(Beginning of GIVEN ENTRIES)
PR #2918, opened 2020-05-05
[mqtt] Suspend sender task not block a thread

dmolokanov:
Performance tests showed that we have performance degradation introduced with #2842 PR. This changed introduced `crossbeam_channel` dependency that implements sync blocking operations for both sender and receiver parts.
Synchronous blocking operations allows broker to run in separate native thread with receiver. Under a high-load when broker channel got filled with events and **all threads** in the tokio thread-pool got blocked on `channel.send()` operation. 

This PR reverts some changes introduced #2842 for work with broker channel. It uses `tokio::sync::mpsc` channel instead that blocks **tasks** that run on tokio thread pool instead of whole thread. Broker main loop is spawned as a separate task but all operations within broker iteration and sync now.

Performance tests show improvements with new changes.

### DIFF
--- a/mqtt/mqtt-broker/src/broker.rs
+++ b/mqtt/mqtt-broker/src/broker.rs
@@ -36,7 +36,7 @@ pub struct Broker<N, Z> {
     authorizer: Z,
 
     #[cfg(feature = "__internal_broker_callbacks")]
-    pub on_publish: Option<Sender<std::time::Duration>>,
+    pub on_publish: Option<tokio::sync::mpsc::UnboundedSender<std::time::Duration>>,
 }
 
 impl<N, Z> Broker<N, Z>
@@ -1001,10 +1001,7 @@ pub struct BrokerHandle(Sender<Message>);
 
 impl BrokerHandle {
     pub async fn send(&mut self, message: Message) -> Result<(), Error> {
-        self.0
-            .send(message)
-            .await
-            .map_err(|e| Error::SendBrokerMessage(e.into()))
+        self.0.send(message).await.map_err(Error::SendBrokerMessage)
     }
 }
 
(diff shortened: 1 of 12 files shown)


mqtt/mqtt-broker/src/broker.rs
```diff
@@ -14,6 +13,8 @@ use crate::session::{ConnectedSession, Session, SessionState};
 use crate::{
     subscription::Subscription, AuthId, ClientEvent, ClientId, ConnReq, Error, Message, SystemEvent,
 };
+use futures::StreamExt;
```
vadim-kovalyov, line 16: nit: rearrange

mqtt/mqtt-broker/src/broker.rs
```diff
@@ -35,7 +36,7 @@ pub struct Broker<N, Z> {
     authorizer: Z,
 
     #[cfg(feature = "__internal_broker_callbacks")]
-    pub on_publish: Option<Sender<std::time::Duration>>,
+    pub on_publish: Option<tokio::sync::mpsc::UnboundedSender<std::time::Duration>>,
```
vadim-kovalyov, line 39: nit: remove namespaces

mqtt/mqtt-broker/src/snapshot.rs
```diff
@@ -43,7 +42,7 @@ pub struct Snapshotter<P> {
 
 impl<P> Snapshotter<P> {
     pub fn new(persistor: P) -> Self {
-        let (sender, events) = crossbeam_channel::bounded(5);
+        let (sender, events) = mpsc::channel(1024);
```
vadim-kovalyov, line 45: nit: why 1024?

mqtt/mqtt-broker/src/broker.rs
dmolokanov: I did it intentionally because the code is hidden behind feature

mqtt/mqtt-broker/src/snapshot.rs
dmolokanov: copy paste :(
(End of GIVEN ENTRIES)
(Beginning of GIVEN ENTRIES)
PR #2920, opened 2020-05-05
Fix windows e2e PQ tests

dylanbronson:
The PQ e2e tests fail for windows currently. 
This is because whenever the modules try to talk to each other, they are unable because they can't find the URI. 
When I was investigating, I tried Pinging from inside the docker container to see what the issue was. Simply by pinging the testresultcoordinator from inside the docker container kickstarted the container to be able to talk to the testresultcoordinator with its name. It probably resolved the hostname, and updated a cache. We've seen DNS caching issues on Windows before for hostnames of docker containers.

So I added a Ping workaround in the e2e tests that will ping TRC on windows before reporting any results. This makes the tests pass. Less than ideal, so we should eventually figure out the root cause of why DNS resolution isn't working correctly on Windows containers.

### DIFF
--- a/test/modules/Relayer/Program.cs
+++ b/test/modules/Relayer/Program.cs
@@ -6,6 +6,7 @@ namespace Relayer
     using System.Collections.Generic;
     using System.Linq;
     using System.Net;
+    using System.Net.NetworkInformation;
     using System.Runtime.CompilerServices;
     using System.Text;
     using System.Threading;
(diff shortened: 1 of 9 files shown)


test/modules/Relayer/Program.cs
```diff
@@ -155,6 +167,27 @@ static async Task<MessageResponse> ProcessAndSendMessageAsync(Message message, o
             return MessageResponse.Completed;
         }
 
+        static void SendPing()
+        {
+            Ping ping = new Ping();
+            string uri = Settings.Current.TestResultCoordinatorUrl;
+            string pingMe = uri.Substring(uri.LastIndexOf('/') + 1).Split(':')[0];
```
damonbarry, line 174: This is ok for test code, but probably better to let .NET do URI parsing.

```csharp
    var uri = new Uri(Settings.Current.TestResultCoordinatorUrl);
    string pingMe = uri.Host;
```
(End of GIVEN ENTRIES)
(Beginning of GIVEN ENTRIES)
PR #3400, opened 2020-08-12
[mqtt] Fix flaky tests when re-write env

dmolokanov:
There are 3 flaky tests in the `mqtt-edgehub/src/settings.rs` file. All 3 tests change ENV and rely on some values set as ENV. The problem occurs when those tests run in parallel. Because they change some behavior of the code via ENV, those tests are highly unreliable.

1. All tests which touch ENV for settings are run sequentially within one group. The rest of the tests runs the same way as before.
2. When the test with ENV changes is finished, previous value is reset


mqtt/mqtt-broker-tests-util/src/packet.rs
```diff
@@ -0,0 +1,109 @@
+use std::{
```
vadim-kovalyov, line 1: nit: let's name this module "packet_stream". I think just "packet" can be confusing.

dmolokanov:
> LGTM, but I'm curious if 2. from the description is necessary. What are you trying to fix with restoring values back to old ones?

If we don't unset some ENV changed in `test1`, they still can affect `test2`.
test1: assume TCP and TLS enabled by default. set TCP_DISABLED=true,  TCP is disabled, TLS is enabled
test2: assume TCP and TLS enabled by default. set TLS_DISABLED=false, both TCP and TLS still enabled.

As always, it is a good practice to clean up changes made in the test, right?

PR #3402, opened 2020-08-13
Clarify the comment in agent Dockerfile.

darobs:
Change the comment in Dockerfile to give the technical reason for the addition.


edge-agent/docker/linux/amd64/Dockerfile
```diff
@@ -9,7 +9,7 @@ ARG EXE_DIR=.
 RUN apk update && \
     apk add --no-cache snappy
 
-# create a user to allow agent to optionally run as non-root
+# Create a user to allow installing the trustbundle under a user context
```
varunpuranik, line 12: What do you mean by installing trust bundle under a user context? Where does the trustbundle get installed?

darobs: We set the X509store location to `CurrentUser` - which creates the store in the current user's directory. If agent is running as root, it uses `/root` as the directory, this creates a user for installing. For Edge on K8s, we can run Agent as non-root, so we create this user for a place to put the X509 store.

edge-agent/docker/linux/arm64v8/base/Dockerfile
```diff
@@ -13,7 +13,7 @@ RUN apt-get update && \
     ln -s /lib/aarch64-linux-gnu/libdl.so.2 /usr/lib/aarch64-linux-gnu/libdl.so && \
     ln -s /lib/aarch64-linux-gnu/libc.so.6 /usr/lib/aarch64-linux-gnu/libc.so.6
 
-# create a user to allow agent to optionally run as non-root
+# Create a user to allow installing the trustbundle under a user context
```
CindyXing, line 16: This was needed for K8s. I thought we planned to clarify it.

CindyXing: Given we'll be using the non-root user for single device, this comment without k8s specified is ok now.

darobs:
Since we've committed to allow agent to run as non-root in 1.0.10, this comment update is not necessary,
(End of GIVEN ENTRIES)
### HOW TO COMPLETE THIS TASK
Give back exactly the lines above starting at the line where "PR #2918, opened 2020-05-05" appears and ending at the line where "This PR reverts" appears, both included, with no other lines.

### ANSWER TO THE EXERCISE
PR #2918, opened 2020-05-05
[mqtt] Suspend sender task not block a thread

dmolokanov:
Performance tests showed that we have performance degradation introduced with #2842 PR. This changed introduced `crossbeam_channel` dependency that implements sync blocking operations for both sender and receiver parts.
Synchronous blocking operations allows broker to run in separate native thread with receiver. Under a high-load when broker channel got filled with events and **all threads** in the tokio thread-pool got blocked on `channel.send()` operation. 

This PR reverts some changes introduced #2842 for work with broker channel. It uses `tokio::sync::mpsc` channel instead that blocks **tasks** that run on tokio thread pool instead of whole thread. Broker main loop is spawned as a separate task but all operations within broker iteration and sync now.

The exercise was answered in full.